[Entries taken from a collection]
--- START ---

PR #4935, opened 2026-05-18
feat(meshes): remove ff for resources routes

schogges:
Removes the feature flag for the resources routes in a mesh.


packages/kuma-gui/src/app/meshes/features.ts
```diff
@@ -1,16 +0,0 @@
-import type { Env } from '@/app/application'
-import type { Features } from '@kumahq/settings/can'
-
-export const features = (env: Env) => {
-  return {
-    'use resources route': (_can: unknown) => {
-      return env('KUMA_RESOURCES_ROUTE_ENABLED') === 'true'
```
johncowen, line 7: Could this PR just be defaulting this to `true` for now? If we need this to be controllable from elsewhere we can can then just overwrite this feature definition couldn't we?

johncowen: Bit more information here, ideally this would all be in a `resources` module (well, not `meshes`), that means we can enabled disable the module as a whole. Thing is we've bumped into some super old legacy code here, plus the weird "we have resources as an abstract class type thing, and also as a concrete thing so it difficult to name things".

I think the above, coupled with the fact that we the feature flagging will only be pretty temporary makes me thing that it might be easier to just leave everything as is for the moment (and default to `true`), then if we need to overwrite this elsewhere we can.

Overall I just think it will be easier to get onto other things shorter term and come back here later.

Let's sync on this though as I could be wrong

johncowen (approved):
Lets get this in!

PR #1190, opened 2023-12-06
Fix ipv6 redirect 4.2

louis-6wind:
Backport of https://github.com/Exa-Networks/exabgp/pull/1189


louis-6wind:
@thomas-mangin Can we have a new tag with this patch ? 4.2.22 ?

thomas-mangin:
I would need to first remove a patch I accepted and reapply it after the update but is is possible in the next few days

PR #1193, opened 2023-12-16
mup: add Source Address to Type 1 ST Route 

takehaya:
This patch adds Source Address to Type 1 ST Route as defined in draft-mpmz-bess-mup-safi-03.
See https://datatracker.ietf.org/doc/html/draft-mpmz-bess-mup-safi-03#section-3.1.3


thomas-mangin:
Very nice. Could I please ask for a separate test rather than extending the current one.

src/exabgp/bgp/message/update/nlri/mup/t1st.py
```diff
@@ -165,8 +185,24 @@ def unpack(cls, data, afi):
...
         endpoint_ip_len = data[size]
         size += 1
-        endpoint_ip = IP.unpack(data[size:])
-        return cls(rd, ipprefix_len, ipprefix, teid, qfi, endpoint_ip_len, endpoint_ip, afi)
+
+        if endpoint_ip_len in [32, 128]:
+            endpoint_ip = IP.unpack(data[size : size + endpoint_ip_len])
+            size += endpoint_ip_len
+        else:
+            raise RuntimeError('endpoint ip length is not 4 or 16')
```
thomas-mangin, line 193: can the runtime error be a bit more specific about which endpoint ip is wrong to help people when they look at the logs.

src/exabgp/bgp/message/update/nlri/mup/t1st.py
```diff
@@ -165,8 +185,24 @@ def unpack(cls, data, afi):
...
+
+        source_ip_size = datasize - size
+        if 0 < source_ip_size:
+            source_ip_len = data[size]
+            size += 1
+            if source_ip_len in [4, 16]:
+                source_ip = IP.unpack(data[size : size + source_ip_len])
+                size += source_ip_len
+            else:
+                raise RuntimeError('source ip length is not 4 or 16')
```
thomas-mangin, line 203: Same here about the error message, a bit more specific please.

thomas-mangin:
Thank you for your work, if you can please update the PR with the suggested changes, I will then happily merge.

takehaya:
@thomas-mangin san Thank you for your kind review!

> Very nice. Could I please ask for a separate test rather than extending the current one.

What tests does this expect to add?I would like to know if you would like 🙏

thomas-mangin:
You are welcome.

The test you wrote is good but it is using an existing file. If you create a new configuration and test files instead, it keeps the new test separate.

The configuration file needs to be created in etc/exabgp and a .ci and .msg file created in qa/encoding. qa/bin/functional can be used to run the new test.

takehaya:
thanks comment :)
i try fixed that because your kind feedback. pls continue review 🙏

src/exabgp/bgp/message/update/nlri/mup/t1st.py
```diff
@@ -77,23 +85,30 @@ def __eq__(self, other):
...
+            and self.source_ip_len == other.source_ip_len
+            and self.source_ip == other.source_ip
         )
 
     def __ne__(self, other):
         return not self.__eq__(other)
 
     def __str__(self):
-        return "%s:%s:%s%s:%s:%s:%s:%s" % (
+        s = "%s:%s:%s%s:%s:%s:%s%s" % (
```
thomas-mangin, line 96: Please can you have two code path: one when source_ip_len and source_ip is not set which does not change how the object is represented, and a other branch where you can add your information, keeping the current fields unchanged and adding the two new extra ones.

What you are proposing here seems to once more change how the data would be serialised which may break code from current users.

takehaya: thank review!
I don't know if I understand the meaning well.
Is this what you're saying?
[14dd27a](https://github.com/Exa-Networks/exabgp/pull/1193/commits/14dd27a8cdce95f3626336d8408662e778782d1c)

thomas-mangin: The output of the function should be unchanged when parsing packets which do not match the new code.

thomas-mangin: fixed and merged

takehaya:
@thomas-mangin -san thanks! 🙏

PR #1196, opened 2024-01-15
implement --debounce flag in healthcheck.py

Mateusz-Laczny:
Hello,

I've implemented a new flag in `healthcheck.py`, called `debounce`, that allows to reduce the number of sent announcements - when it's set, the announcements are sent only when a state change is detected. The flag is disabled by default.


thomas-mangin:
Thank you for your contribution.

--- END ---

Put down each entry again, unchanged and complete.

▶ Exercise solution:
PR #4935, opened 2026-05-18
feat(meshes): remove ff for resources routes

schogges:
Removes the feature flag for the resources routes in a mesh.


packages/kuma-gui/src/app/meshes/features.ts
```diff
@@ -1,16 +0,0 @@
-import type { Env } from '@/app/application'
-import type { Features } from '@kumahq/settings/can'
-
-export const features = (env: Env) => {
-  return {
-    'use resources route': (_can: unknown) => {
-      return env('KUMA_RESOURCES_ROUTE_ENABLED') === 'true'
```
johncowen, line 7: Could this PR just be defaulting this to `true` for now? If we need this to be controllable from elsewhere we can can then just overwrite this feature definition couldn't we?

johncowen: Bit more information here, ideally this would all be in a `resources` module (well, not `meshes`), that means we can enabled disable the module as a whole. Thing is we've bumped into some super old legacy code here, plus the weird "we have resources as an abstract class type thing, and also as a concrete thing so it difficult to name things".

I think the above, coupled with the fact that we the feature flagging will only be pretty temporary makes me thing that it might be easier to just leave everything as is for the moment (and default to `true`), then if we need to overwrite this elsewhere we can.

Overall I just think it will be easier to get onto other things shorter term and come back here later.

Let's sync on this though as I could be wrong

johncowen (approved):
Lets get this in!

PR #1190, opened 2023-12-06
Fix ipv6 redirect 4.2

louis-6wind:
Backport of https://github.com/Exa-Networks/exabgp/pull/1189


louis-6wind:
@thomas-mangin Can we have a new tag with this patch ? 4.2.22 ?

thomas-mangin:
I would need to first remove a patch I accepted and reapply it after the update but is is possible in the next few days

PR #1193, opened 2023-12-16
mup: add Source Address to Type 1 ST Route 

takehaya:
This patch adds Source Address to Type 1 ST Route as defined in draft-mpmz-bess-mup-safi-03.
See https://datatracker.ietf.org/doc/html/draft-mpmz-bess-mup-safi-03#section-3.1.3


thomas-mangin:
Very nice. Could I please ask for a separate test rather than extending the current one.

src/exabgp/bgp/message/update/nlri/mup/t1st.py
```diff
@@ -165,8 +185,24 @@ def unpack(cls, data, afi):
...
         endpoint_ip_len = data[size]
         size += 1
-        endpoint_ip = IP.unpack(data[size:])
-        return cls(rd, ipprefix_len, ipprefix, teid, qfi, endpoint_ip_len, endpoint_ip, afi)
+
+        if endpoint_ip_len in [32, 128]:
+            endpoint_ip = IP.unpack(data[size : size + endpoint_ip_len])
+            size += endpoint_ip_len
+        else:
+            raise RuntimeError('endpoint ip length is not 4 or 16')
```
thomas-mangin, line 193: can the runtime error be a bit more specific about which endpoint ip is wrong to help people when they look at the logs.

src/exabgp/bgp/message/update/nlri/mup/t1st.py
```diff
@@ -165,8 +185,24 @@ def unpack(cls, data, afi):
...
+
+        source_ip_size = datasize - size
+        if 0 < source_ip_size:
+            source_ip_len = data[size]
+            size += 1
+            if source_ip_len in [4, 16]:
+                source_ip = IP.unpack(data[size : size + source_ip_len])
+                size += source_ip_len
+            else:
+                raise RuntimeError('source ip length is not 4 or 16')
```
thomas-mangin, line 203: Same here about the error message, a bit more specific please.

thomas-mangin:
Thank you for your work, if you can please update the PR with the suggested changes, I will then happily merge.

takehaya:
@thomas-mangin san Thank you for your kind review!

> Very nice. Could I please ask for a separate test rather than extending the current one.

What tests does this expect to add?I would like to know if you would like 🙏

thomas-mangin:
You are welcome.

The test you wrote is good but it is using an existing file. If you create a new configuration and test files instead, it keeps the new test separate.

The configuration file needs to be created in etc/exabgp and a .ci and .msg file created in qa/encoding. qa/bin/functional can be used to run the new test.

takehaya:
thanks comment :)
i try fixed that because your kind feedback. pls continue review 🙏

src/exabgp/bgp/message/update/nlri/mup/t1st.py
```diff
@@ -77,23 +85,30 @@ def __eq__(self, other):
...
+            and self.source_ip_len == other.source_ip_len
+            and self.source_ip == other.source_ip
         )
 
     def __ne__(self, other):
         return not self.__eq__(other)
 
     def __str__(self):
-        return "%s:%s:%s%s:%s:%s:%s:%s" % (
+        s = "%s:%s:%s%s:%s:%s:%s%s" % (
```
thomas-mangin, line 96: Please can you have two code path: one when source_ip_len and source_ip is not set which does not change how the object is represented, and a other branch where you can add your information, keeping the current fields unchanged and adding the two new extra ones.

What you are proposing here seems to once more change how the data would be serialised which may break code from current users.

takehaya: thank review!
I don't know if I understand the meaning well.
Is this what you're saying?
[14dd27a](https://github.com/Exa-Networks/exabgp/pull/1193/commits/14dd27a8cdce95f3626336d8408662e778782d1c)

thomas-mangin: The output of the function should be unchanged when parsing packets which do not match the new code.

thomas-mangin: fixed and merged

takehaya:
@thomas-mangin -san thanks! 🙏

PR #1196, opened 2024-01-15
implement --debounce flag in healthcheck.py

Mateusz-Laczny:
Hello,

I've implemented a new flag in `healthcheck.py`, called `debounce`, that allows to reduce the number of sent announcements - when it's set, the announcements are sent only when a state change is detected. The flag is disabled by default.


thomas-mangin:
Thank you for your contribution.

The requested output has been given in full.